Нужны преданные советской власти комсомольцы? – Я!
Чтобы никаких там буржуазных корней и интеллигентской слякоти? – Боже упаси! Более пролетарских и не сыскать!
Религия? – Обижаете! Не веруем и не тянет!
Коммунизм? – Непременно построим!
Враги народа? – Заклеймим!
Она была старшая в семье, и жизнь торопила ее. Пятерых братьев и сестер, стоявших позади нее, нужно было поднимать, и она обязана была принести себя в жертву, с деланным воодушевлением принимая всю нелепость совдепии. Отрекаясь и подстраиваясь, она не заметила, или не захотела понять, как приобрела ярко выраженные черты человека тоталитарного режима…

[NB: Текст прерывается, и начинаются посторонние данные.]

PR #568, opened 2019-03-12
Cease collecting and displaying street addresses

nworden:
We'll keep it as part of the API, to be true to the PFIF standard, but we won't collect street addresses ourselves nor display them.


app/locale/af/LC_MESSAGES/django.po
```diff
@@ -1371,9 +1371,6 @@ msgstr "Status van persoon"
 msgid "Status of this person:"
 msgstr "Status van hierdie persoon:"
 
-msgid "Street name"
-msgstr "Straatnaam"
-
 msgid "Street name only, no number"
```
christopherestif: just checking, should we also remove "Street name only, no number" ?

nworden: Yeah, that string was a hint for the street name field, so we don't need it anymore.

При всем этом, дух первенства был неотделим от нее. Первой Марта была везде: в труде, спорте, самодеятельности, учебе с ее пресловутым «бригадным методом». «Даже группа крови у меня – первая», – не без гордости говорила она, показывая большой палец, как знак собственного качества.
На нашем знаменитом обширном болоте произошло очередное происшествие: один из мальчишек, игравших в «войнушку» угодил в трясину и начал тонуть. Его брат, оглашая округу диким криком, понесся домой и позвал отца. Когда подоспевшие люди по ходившей волнами трясине подбежали к болотной полынье, мальчишки уже не было видно, и только жуткие воздушные пузыри напоминали о случившемся. Отец бедолаги, опоясав себя веревкой, кинулся в полынью… Со второго раза ему удалось вытащить бездыханного сына, страшно обмотанного водорослями и тиной.
Когда услышав бестолковые вопли и завывания в толпе, окружавшей лежащего на берегу мальчишку, подбежала мама, все расступились в нетерпеливом ожидании, видя в ней последнюю надежду. Мать решительно и умело запрокинула «утоплому трупу» голову и принялась энергично делать искусственное дыхание. Вскоре раздались сиплые хрипы и бульканье, и черная болотная вода, под благодарные вздохи толпы, уже покидала тело.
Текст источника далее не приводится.